Her mouth drops open. “Oh … we didn’t tell you, did we … ?”
“Tell me what?”
Anna pauses, and her eyes flit as if seeking escape. “Apparently … someone threw you … or pushed you … from the top of the Reichenbach Falls.”
A frisson of dread tingles up my spine. I don’t even know who I am, but there is a man out there—an enemy—who does. “Who was it? Who threw me down?”
Anna glances at her feet. “I don’t know. I only glimpsed you two, fighting each other atop the falls, and then … and then you were falling.”
“What of the other man?”
A shout comes from beyond the carriage—a distant but angry sound. Anna leans toward the window and glances out. She cranes her neck to see the height of the cliff, and her hand tightens on the windowsill. “That’s the man.”

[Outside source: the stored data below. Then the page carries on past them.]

PR #3292, opened 2024-01-24
Push to prod Zenodo sometimes, fix pypi release flow, update docs

### LINKED ISSUE #3175: Create production data release on push of `v20*` tags.

jdangerx:
# Overview

Closes #3175:

- Tries to upload draft to Zenodo prod
- Doesn't run PyPI release unless test PyPI release goes through
- added docs

Side-note:

It *really* doesn't seem like it would be that hard to grab the outputs from GCS & just upload to Zenodo that way:

- use `git tag --points-at {{ github.ref_name }}` to figure out which nightly build to access on `builds.catalyst.coop`
- auth into GCP - we could add another WIF identity, or just use the one we use in `build-deploy-pudl.yml`
- sync the directory down to some location on the runner
- check out repo + install deps
- run zenodo_data_release.py

Some clean-up we'd have to do:
- stop running build-deploy-pudl on tag
- run `release.yml` on pushes to `nightly` as well as `vYYYY.MM.DD`, with the appropriate conditionals (e.g., never running prod PyPI release for nightly, always pushing to sandbox for nightly)
- rip out the zenodo publication logic in gcp_pudl_etl.sh 🎉 

So maybe it's worth doing that here? Would make testing this go a bit more smoothly I think.

# Testing

Here's the testing plan:

1. push `v2024.01.25.a1` tag
2. `release.yml` goes:
   - [x] doesn't publish to PyPI production - that one short-circuits
   - [x] does publish to PyPI test
   - [x] We should be able to click through the workflow and see the deps work correctly - e.g., pypi depending on test-pypi.
3. `build-deploy-pudl.yml` gets kicked off:
   - [x] `run_pudl_etl` gets short-circuited
   - [x] we don't publish `stable` to distribution buckets
   - [x] we *do* publish `v20204.01.25.test` in private/public buckets
   - [x] there's a draft record in Zenodo with some bogus files - log, test file

After verifying the behavior of the Test PyPI release I short-circuited so that we wouldn't repeatedly attempt to release v2024.1.25.

```[tasklist]
# To-do list
- [x] update with prod Zenodo token - not a publish token! 😅
```

If we put the Zenodo publication logic in the release workflow, we can comment out the prod PyPI stuff and just push some `vYYYY.MM.DD_rcX` tags, avoiding the whole "short-circuit `gcp_pudl_etl.sh`" step - but, let's first try to get this working for now.

### DIFF
--- a/.github/workflows/build-deploy-pudl.yml
+++ b/.github/workflows/build-deploy-pudl.yml
@@ -154,6 +154,7 @@ jobs:
             --container-env PUDL_BOT_PAT=${{ secrets.PUDL_BOT_PAT }} \
             --container-env ZENODO_SANDBOX_TOKEN_PUBLISH=${{ secrets.ZENODO_SANDBOX_TOKEN_PUBLISH }} \
             --container-env ZENODO_TARGET_ENV=${{ (startsWith(github.ref_name, 'v20') && 'production') || 'sandbox' }} \
+            --container-env ZENODO_TOKEN_UPLOAD=${{ secrets.ZENODO_TOKEN_UPLOAD }} \
             --container-env PUDL_SETTINGS_YML="/home/mambauser/pudl/src/pudl/package_data/settings/etl_full.yml" \
             --container-env PUDL_GCS_OUTPUT=${{ env.PUDL_GCS_OUTPUT }}
 
--- a/.github/workflows/build-deploy-pudl.yml
+++ b/.github/workflows/build-deploy-pudl.yml
@@ -153,6 +153,7 @@ jobs:
             --container-env FLY_ACCESS_TOKEN=${{ secrets.FLY_ACCESS_TOKEN }} \
             --container-env PUDL_BOT_PAT=${{ secrets.PUDL_BOT_PAT }} \
             --container-env ZENODO_SANDBOX_TOKEN_PUBLISH=${{ secrets.ZENODO_SANDBOX_TOKEN_PUBLISH }} \
+            --container-env ZENODO_TARGET_ENV=${{ (startsWith(github.ref_name, 'v20') && 'production') || 'sandbox' }} \
             --container-env PUDL_SETTINGS_YML="/home/mambauser/pudl/src/pudl/package_data/settings/etl_full.yml" \
             --container-env PUDL_GCS_OUTPUT=${{ env.PUDL_GCS_OUTPUT }}
 
--- a/.github/workflows/release.yml
+++ b/.github/workflows/release.yml
@@ -52,7 +52,6 @@ jobs:
     name: Upload release to PyPI - only if test release is successful!
     if: github.event_name == 'push' && startsWith(github.ref, 'refs/tags/v20')
     needs:
-      - build-distribution
       - publish-test-pypi
     runs-on: ubuntu-latest
     environment:
--- a/.github/workflows/release.yml
+++ b/.github/workflows/release.yml
@@ -49,10 +49,11 @@ jobs:
           repository-url: https://test.pypi.org/legacy/
 
   publish-pypi:
-    name: Upload release to PyPI
+    name: Upload release to PyPI - only if test release is successful!
     if: github.event_name == 'push' && startsWith(github.ref, 'refs/tags/v20')
     needs:
       - build-distribution
+      - publish-test-pypi
     runs-on: ubuntu-latest
     environment:
       name: pypi
--- a/devtools/zenodo/zenodo_data_release.py
+++ b/devtools/zenodo/zenodo_data_release.py
@@ -71,18 +71,18 @@ class ZenodoClient:
         """
         if env == SANDBOX:
             self.base_url = "https://sandbox.zenodo.org/api"
-            self.auth_headers = {
-                "Authorization": f"Bearer {os.environ['ZENODO_SANDBOX_TOKEN_PUBLISH']}"
-            }
+            token = os.environ["ZENODO_SANDBOX_TOKEN_PUBLISH"]
         elif env == PRODUCTION:
             self.base_url = "https://zenodo.org/api"
-            self.auth_headers = {
-                "Authorization": f"Bearer {os.environ['ZENODO_TOKEN_PUBLISH']}"
-            }
+            token = os.environ["ZENODO_TOKEN_UPLOAD"]
         else:
             raise ValueError(
                 f"Got unexpected {env=}, expected {SANDBOX} or {PRODUCTION}"
             )
+
+        self.auth_headers = {"Authorization": f"Bearer {token}"}
+
+        logger.info(f"Using Zenodo token: {token[:4]}...{token[-4:]}")
 
     def get_deposition(self, deposition_id: int) -> _LegacyDeposition:
         """LEGACY API: Get JSON describing a deposition.
--- a/docker/gcp_pudl_etl.sh
+++ b/docker/gcp_pudl_etl.sh
@@ -101,8 +101,13 @@ function copy_outputs_to_distribution_bucket() {
 }
 
 function zenodo_data_release() {
-    echo "Creating a new PUDL data release on Zenodo." && \
-    ~/pudl/devtools/zenodo/zenodo_data_release.py --publish --env "$1" --source-dir "$PUDL_OUTPUT"
+    echo "Creating a new PUDL data release on Zenodo."
+
+    if [[ "$1" == "production" ]]; then
+        ~/pudl/devtools/zenodo/zenodo_data_release.py --no-publish --env "$1" --source-dir "$PUDL_OUTPUT"
+    else
+        ~/pudl/devtools/zenodo/zenodo_data_release.py --publish --env "$1" --source-dir "$PUDL_OUTPUT"
+    fi
 }
 
 function notify_slack() {
@@ -195,7 +200,7 @@ if [[ $ETL_SUCCESS == 0 ]]; then
         # TODO: this currently just makes a sandbox release, for testing. Should be
         # switched to production and only run on push of a version tag eventually.
         # Push a data release to Zenodo for long term accessiblity
-        zenodo_data_release sandbox 2>&1 | tee -a "$LOGFILE"
+        zenodo_data_release "$ZENODO_TARGET_ENV" 2>&1 | tee -a "$LOGFILE"
         ZENODO_SUCCESS=${PIPESTATUS[0]}
     fi
 fi
--- a/docker/gcp_pudl_etl.sh
+++ b/docker/gcp_pudl_etl.sh
@@ -65,8 +65,8 @@ function save_outputs_to_gcs() {
 }
 
 function upload_to_dist_path() {
-    GCS_PATH="gs://pudl.catalyst.coop/$1"
-    AWS_PATH="s3://pudl.catalyst.coop/$1"
+    GCS_PATH="gs://pudl.catalyst.coop/$1/"
+    AWS_PATH="s3://pudl.catalyst.coop/$1/"
 
     # If the old outputs don't exist, these will exit with status 1, so we
     # don't && them with the rest of the commands.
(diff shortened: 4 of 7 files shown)


.github/workflows/release.yml
```diff
@@ -49,10 +49,11 @@ jobs:
           repository-url: https://test.pypi.org/legacy/
 
   publish-pypi:
-    name: Upload release to PyPI
+    name: Upload release to PyPI - only if test release is successful!
     if: github.event_name == 'push' && startsWith(github.ref, 'refs/tags/v20')
     needs:
       - build-distribution
```
zaneselvans, line 55: I guess we don't technically need both of these, since `test-pypi` already depends on `build-distribution`

docs/dev/run_a_release.rst
```diff
@@ -0,0 +1,48 @@
...
+
+5. If *that* build passes, verify the following:
+
+   * GCS/AWS distribution buckets have the appropriate data
+   * ``stable`` and ``vYYYY.MM.DD`` point at the same Git ref
+   * ReadTheDocs for ``stable`` and ``vYYYY.MM.DD`` versions have the latest
+     changes in the release notes
+   * PyPI has the most current version of our code
+
+6. Update the Kaggle dataset.
```
zaneselvans, line 40: I think we can and should omit Kaggle from all this, at least for the moment and probably for the foreseeable future, unless they get their API fleshed out.  Right now Kaggle pulls new outputs once a week from whatever URLs are associated with the dataset.  Right now that's `/nightly` but if we want it to be `/stable` we just need to update the URLs, and we can let Kaggle pull down the new version on the schedule we set (can be as frequently as daily if we want, but that seemed a bit excessive)

docs/dev/run_a_release.rst
```diff
@@ -0,0 +1,48 @@
...
+4. If the nightly build passes, push a git tag ``vYYYY.MM.DD`` that points at
+   the commit which just passed the nightly build. This will kick off another build.
+
+5. If *that* build passes, verify the following:
+
+   * GCS/AWS distribution buckets have the appropriate data
+   * ``stable`` and ``vYYYY.MM.DD`` point at the same Git ref
+   * ReadTheDocs for ``stable`` and ``vYYYY.MM.DD`` versions have the latest
+     changes in the release notes
+   * PyPI has the most current version of our code
```
zaneselvans, line 38: One additional step here is that within ~24hrs of a new version showing up on PyPI we'll get a PR from the `conda-forge` bot updating the `conda` package, that will need to be attended to. The main human intervention required there will be updating the list of direct dependencies in the conda packaging if they have changed.

docs/data_access.rst
```diff
@@ -157,18 +157,33 @@ can also be installed using the conda package manager).
 If you're not familiar with using Unix command line tools in Windows you can also use a
 3rd party tool like `7zip <https://www.7-zip.org/download.html>`__.
 
-.. _access-zenodo:
+.. _access-stable:
 
 ---------------------------------------------------------------------------------------
-Zenodo
+Stable Builds
```
zaneselvans, line 163: Previously this section was trying to do double duty documenting both that the raw inputs are being archived on Zenodo, as well as the stable data releases.  The raw inputs part feels a little buried now. Should it go somewhere else entirely, since this page is more focused on accessing outputs?

docs/dev/index.rst
```diff
@@ -14,6 +14,7 @@ Development
   datastore
   clone_ferc1
   existing_data_updates
+  run_a_release
```
zaneselvans, line 17: I added the release instructions to the toctree here, otherwise they don't show up anywhere and Sphinx complains.

zaneselvans (changes requested):

docs/dev/index.rst
jdangerx: thank you!

jdangerx:
Oops, `v2024.01.25.test` didn't conform to PEP 440 and thus setuptools_scm got angry. Going to:

1. un-short-circuit the Test PyPI deployment
2. try pushing `v2024.01.25.a1` tag instead.

jdangerx:
Found out that our version regex in `pyproject.toml` was rejecting the `a1` suffix - and then, if I modified the regex to include that suffix, found that `setuptools_scm` was doing something funky with the tag `v2024.01.25a1`:

```
> python -m setuptools_scm
2024.1.25a2.dev0+g287a85d6c.d20240125
```

So I just used `v2024.01.25` instead since we're likely not doing an actual release today. I'll clean up the distribution outputs.

jdangerx:
Ok, @zaneselvans - I went through all that short-circuiting above, found some bugs, and this now creates a handy dandy draft in production Zenodo for human approval! And also pushes stuff out to the distribution buckets. I already went and deleted all the artifacts from the tests, to avoid people getting confused about weird empty `v2024.01.25` data.

docker/gcp_pudl_etl.sh
```diff
@@ -76,46 +93,46 @@ function copy_outputs_to_distribution_bucket() {
...
-            echo "Removing old stable outputs from GCS distributon bucket." && \
-            gsutil -m -u "$GCP_BILLING_PROJECT" rm -r "gs://pudl.catalyst.coop/stable" && \
-            echo "Copying tagged version outputs to stable GCS distribution bucket" && \
-            gsutil -m -u "$GCP_BILLING_PROJECT" cp -r "$PUDL_OUTPUT/*" "gs://pudl.catalyst.coop/stable" && \
-            echo "Removing old stable outputs from AWS S3 distributon bucket." && \
-            aws s3 rm "s3://pudl.catalyst.coop/stable" --recursive && \
-            echo "Copying tagged version outputs to stable AWS S3 distribution bucket" && \
-            aws s3 cp "$PUDL_OUTPUT/" "s3://pudl.catalyst.coop/stable" --recursive
-
+            upload_to_dist_path "stable"
```
zaneselvans, line 100: Oh duh, this is much better consolidated!

docs/data_access.rst
```diff
@@ -157,18 +160,47 @@ can also be installed using the conda package manager).
...
+s3://pudl.catalyst.coop/stable/`` to see what's available.
+
+.. _access-raw:
+
+---------------------------------------------------------------------------------------
+Raw Data
+---------------------------------------------------------------------------------------
+
+Sometimes you want to see the raw data that is published by the government, but
+it's hard to find or difficult to download.
```
zaneselvans, line 194:
```suggestion
Sometimes you want to see the raw data that is published by the government, but
it's hard to find or difficult to download, or you want to see what an older version of
the published data looked like prior to being revised or deleted.
```

docs/dev/run_a_release.rst
```diff
@@ -0,0 +1,52 @@
...
+
+7. Update the Zenodo metadata to include the description from the release
+   notes, and update the various links.
+
+8. Publish the Zenodo deposition! Wahoo! You're now done!
+
+9. Except... 24 hours after the PyPI version is updated, we'll get a PR from
+   the ``conda-forge`` bot updating our ``conda`` package. If the direct
+   dependencies have changed in this release, we need to update them in that
+   PR.
```
zaneselvans, line 52:
```suggestion
9. Except... within 24 hours after the PyPI version is updated, we'll get [a PR in the PUDL
   conda-forge feedstock repo](https://github.com/conda-forge/catalystcoop.pudl-feedstock/pulls)
   from the :user:`regro-cf-autotick-bot` updating our ``conda`` packaging. If PUDL's direct
   dependencies have changed in this release, we need to update them in the conda packaging
   recipe in that PR.
```

docker/gcp_pudl_etl.sh
```diff
@@ -64,6 +64,23 @@ function save_outputs_to_gcs() {
     rm "$PUDL_OUTPUT/success"
 }
 
+function upload_to_dist_path() {
+    GCS_PATH="gs://pudl.catalyst.coop/$1"
+    AWS_PATH="s3://pudl.catalyst.coop/$1"
```
zaneselvans, line 69:
```suggestion
    GCS_PATH="gs://pudl.catalyst.coop/$1/"
    AWS_PATH="s3://pudl.catalyst.coop/$1/"
```

docker/gcp_pudl_etl.sh
```diff
@@ -64,6 +64,23 @@ function save_outputs_to_gcs() {
...
+    # If the old outputs don't exist, these will exit with status 1, so we
+    # don't && them with the rest of the commands.
+    echo "Removing old outputs from $GCS_PATH."
+    gsutil -m -u "$GCP_BILLING_PROJECT" rm -r "$GCS_PATH"
+    echo "Removing old outputs from $AWS_PATH."
+    aws s3 rm "$AWS_PATH" --recursive
+
+    echo "Copying outputs to $GCS_PATH:" && \
+    gsutil -m -u "$GCP_BILLING_PROJECT" cp -r "$PUDL_OUTPUT/*" "$GCS_PATH" && \
+    echo "Copying outputs to AWS distribution bucket" && \
```
zaneselvans, line 80:
```suggestion
    echo "Copying outputs to $AWS_PATH" && \
```

.github/workflows/build-deploy-pudl.yml
```diff
@@ -153,6 +153,8 @@ jobs:
             --container-env FLY_ACCESS_TOKEN=${{ secrets.FLY_ACCESS_TOKEN }} \
             --container-env PUDL_BOT_PAT=${{ secrets.PUDL_BOT_PAT }} \
             --container-env ZENODO_SANDBOX_TOKEN_PUBLISH=${{ secrets.ZENODO_SANDBOX_TOKEN_PUBLISH }} \
+            --container-env ZENODO_TARGET_ENV=${{ (startsWith(github.ref_name, 'v20') && 'production') || 'sandbox' }} \
+            --container-env ZENODO_TOKEN_UPLOAD=${{ secrets.ZENODO_TOKEN_UPLOAD }} \
```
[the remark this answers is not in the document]
zaneselvans: (looks like below we're differentiating between publish and upload tokens so ✅

zaneselvans (changes requested):
Left some minor suggested changes.

.github/workflows/build-deploy-pudl.yml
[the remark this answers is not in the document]
jdangerx: Yep! Wanted to have as many safeguards against oopsie publishing as possible :)

devtools/zenodo/zenodo_data_release.py
```diff
@@ -71,19 +71,19 @@ def __init__(self, env: str):
...
-            }
+            token = os.environ["ZENODO_TOKEN_UPLOAD"]
         else:
             raise ValueError(
                 f"Got unexpected {env=}, expected {SANDBOX} or {PRODUCTION}"
             )
 
+        self.auth_headers = {"Authorization": f"Bearer {token}"}
+
+        logger.info(f"Using Zenodo token: {token[:4]}...{token[-4:]}")
```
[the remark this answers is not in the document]
jdangerx: Yeah, I figured it is not really a security risk to log 8 characters of it and helps diagnose issues when e.g. Zenodo decides to expire all the tokens without telling anyone :)

.github/workflows/build-deploy-pudl.yml
```diff
@@ -153,6 +153,8 @@ jobs:
             --container-env FLY_ACCESS_TOKEN=${{ secrets.FLY_ACCESS_TOKEN }} \
             --container-env PUDL_BOT_PAT=${{ secrets.PUDL_BOT_PAT }} \
             --container-env ZENODO_SANDBOX_TOKEN_PUBLISH=${{ secrets.ZENODO_SANDBOX_TOKEN_PUBLISH }} \
+            --container-env ZENODO_TARGET_ENV=${{ (startsWith(github.ref_name, 'v20') && 'production') || 'sandbox' }} \
```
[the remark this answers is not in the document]
jdangerx: Yeah, this is the GHA version of the ternary: `startsWith(github.ref_name, 'v20') ? 'production' : 'sandbox'` for

zaneselvans (approved):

I drop to my knees beside Anna and look toward the cliff’s edge. A man stands there—narrow and angry like a scarecrow. He holds a walking stick, and he is shouting something down at us.
“What’s he saying?”
“I don’t know,” Anna responds. She reaches over our heads to a hatch in the ceiling and props it open. “Thomas, can you tell what he’s saying?”
Thomas leans down, his face red and worried in the hatch. “He says stop or he’ll shoot. What with, I can’t tell—unless that walking stick isn’t a walking stick.” Thomas’s face tightens as he draws on the reins. The horse slows.
“You can’t stop. He wants to kill me.”
“Right.” Thomas whips the reins, and the mare picks up her pace. The carriage lurches down the road. “Another fifty feet, and we’ll be behind a bend, out of the line of fire.”
Thomas suddenly grimaces, and a second later I hear the profound boom of a rifle shot.
Thomas slumps forward onto the roof of the hansom, his eyes bulging and his cheeks swollen. The carriage veers toward the precipice.
“Look out!” I shout.
The sound rouses Thomas, and he looks up, tugging at the reins to bring the horse back in line. He grits his teeth, eyes riveted to the road. “I’ve been shot!” His left shoulder is mantled in blood.
I look up to the gunman, seeing him run atop the cliff. “He’s following us!” The man has a tall, knifelike form. He plants his feet and levels his strange rifle, and a gray puff of smoke comes from it. I yank my head back from the window, and a bullet ricochets off the metal sill and careens past my ear to punch through the compartment and clip the horse’s haunch.
The mare panics, rushing away at full gallop. Thomas grips the reins in both hands and struggles to stay upright. His eyes flutter with pain. He swoons.
I reach up through the hatch and grip Thomas’s shirt, managing to hold him in the seat.
“The horse is loose!” Anna shouts, pointing to the reins that flap furiously beside the cab. “It’ll run us into the river!”
“Reach up through here and hold Thomas. I’ll try to get control.”
Anna extends her arm through the hatch and grabs Thomas’s shirt. As soon as she has a solid hold, I let go of him and lunge for the carriage door.